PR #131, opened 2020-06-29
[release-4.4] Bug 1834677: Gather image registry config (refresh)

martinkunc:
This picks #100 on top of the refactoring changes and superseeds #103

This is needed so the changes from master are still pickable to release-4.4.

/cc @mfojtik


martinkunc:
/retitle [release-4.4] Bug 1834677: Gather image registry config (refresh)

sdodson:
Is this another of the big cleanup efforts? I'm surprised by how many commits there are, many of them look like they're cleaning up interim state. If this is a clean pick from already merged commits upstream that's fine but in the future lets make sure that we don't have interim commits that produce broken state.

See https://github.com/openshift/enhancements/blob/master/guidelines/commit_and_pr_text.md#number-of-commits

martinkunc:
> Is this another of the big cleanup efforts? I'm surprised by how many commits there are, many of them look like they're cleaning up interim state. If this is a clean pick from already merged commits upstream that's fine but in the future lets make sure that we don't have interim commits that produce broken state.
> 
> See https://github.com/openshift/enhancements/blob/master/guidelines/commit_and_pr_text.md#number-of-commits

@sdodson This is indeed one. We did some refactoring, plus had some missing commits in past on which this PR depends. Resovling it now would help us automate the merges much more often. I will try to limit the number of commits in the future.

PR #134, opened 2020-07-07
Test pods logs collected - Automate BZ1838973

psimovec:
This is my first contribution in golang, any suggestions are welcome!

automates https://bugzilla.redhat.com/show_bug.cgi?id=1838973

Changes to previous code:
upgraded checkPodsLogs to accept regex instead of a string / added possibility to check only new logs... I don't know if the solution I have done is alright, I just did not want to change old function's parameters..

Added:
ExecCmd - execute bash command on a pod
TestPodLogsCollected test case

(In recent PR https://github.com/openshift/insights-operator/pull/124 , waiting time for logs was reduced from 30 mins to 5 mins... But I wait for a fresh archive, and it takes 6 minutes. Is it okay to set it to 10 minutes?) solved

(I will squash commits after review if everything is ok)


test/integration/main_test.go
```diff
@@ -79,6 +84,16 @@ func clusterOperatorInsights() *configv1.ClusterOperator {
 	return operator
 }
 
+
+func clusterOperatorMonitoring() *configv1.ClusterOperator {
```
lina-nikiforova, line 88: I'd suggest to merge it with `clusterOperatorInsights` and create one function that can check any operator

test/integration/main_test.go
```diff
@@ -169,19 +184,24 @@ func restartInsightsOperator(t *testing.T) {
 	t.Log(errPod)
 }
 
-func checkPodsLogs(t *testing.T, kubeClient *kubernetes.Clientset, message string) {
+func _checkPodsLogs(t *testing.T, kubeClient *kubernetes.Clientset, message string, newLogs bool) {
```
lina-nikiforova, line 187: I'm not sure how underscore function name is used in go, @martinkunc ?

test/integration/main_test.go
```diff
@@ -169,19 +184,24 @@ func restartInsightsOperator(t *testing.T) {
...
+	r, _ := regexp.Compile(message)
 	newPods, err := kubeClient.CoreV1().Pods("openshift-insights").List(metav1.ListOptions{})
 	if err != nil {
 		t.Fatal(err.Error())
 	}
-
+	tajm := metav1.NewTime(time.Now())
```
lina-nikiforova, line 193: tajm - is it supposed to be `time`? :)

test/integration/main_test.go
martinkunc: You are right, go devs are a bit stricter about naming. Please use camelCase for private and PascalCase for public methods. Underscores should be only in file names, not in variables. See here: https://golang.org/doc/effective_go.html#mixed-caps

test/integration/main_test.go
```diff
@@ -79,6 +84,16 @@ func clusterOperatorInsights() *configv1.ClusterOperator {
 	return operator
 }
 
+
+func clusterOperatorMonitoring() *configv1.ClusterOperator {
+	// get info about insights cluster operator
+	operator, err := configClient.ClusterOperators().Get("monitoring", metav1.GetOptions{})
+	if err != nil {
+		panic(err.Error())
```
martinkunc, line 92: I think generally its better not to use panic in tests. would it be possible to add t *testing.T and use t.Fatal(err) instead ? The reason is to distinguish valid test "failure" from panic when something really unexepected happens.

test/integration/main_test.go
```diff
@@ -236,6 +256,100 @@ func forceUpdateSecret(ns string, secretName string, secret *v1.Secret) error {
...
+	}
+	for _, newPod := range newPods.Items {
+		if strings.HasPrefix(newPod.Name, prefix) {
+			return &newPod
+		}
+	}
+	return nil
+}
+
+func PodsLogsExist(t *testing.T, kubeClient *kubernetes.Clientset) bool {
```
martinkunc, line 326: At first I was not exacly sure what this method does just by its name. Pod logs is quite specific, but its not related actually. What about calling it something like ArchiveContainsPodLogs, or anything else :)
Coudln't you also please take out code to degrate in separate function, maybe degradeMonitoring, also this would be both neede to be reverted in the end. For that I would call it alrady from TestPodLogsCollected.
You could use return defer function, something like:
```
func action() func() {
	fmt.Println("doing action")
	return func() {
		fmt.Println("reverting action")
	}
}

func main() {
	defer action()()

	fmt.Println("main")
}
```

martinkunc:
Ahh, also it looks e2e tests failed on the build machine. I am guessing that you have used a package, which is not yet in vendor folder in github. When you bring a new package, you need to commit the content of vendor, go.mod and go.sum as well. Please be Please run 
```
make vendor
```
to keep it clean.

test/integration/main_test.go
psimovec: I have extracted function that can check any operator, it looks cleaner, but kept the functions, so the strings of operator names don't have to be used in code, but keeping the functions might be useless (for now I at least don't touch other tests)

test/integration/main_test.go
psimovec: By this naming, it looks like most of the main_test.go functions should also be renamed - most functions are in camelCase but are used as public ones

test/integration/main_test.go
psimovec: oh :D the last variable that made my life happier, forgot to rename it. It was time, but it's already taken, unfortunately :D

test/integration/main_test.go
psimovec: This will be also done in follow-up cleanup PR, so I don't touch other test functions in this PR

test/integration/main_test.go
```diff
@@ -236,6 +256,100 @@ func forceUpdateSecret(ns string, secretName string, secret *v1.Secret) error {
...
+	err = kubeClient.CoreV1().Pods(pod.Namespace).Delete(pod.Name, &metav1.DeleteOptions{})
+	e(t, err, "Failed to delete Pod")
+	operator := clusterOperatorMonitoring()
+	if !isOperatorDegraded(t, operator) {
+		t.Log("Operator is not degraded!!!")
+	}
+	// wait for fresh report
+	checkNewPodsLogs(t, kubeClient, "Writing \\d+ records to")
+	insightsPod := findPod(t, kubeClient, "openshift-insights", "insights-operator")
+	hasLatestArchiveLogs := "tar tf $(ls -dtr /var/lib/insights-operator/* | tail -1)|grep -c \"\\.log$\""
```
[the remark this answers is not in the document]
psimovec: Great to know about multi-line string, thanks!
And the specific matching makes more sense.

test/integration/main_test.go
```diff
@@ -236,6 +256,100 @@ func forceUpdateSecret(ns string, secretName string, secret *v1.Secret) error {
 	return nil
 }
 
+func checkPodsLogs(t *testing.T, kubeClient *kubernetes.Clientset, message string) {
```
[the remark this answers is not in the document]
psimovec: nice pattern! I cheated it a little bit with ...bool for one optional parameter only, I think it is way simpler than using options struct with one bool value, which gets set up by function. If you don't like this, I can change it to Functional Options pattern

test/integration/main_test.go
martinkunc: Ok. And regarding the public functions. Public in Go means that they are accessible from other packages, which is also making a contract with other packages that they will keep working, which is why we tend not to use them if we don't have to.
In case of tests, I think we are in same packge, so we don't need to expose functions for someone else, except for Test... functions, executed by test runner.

⁂

Lines in the data containing the string "first" are to be counted; give that number alone.

2